What nvidia did is about the same as slapping a bumper sticker on a brand new ferrari.. it makes no sense! Physx is not the reason people choose to buy or not buy a particular video card. 

in these times a buyer is worried about heat or noise.. maybe power draw or brute power regardless of heat/noise.. or performance/$ vs overall price ...

and look what we are given... something hot, noisy, power hungry? more expensive but only slightly more powerful than non-physx capable video cards that really are capable but hey... the damn thing will do physx stuff!!  it can make smoke move in batman AA or make a flag wave in the wind even inside of a sealed off building or get a few extra 1000 points in 3dmark vantage so lets block it to non-nv cards so people will say DAMN!! Look at them physx i gotta have me one of them green things that even create real life physics by blowin da air across my desk like the paper you kick around in that damn physx supported batman AA.. now this is truly a 3d experience! 
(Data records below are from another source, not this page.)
PR #2100, opened 2021-05-15
fix: Set font size to 10 when given 0

drola:
This is:

```
- [x] a bugfix
- [ ] a new feature
```

Checklist:

- [x] Code style is respected

This change restored behavior from PHP7 in PHP8. In PHP7 calling
setSize(0) resulted in font size being set to 10. The fix addresses
change to equal comparisons in PHP8. Extra comparison is added to keep
 result from PHP7 in PHP8 for the setSize(0) case.

### DIFF
--- a/src/PhpSpreadsheet/Style/Font.php
+++ b/src/PhpSpreadsheet/Style/Font.php
@@ -249,15 +249,22 @@ class Font extends Supervisor
     /**
      * Set Size.
      *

Thanks NVIDIA, you really know how to take the fun out of gaming, If I want to kick paper in Batman AA or fart into a cloud of smoke and watch it blow to the wall I either have to buy what you have to offer and If I want something close to best thing that the competiton is selling then I must pay even more money because I need teh physx!

So, NO.. I do not think support for physx should be a con .. cuda.. sure.. but physx should be a con with or without being able to use it.



obv as an nvidia customer for over 6 years I am still bitter about the disabling of physx on ATI cards.. just because I bought a product that was the better choice for me over what youre selling  doesnt mean I shouldnt be able to kick the paper on the floor... it really distracts me away from not being able to destroy a coffee cup with a batarang... 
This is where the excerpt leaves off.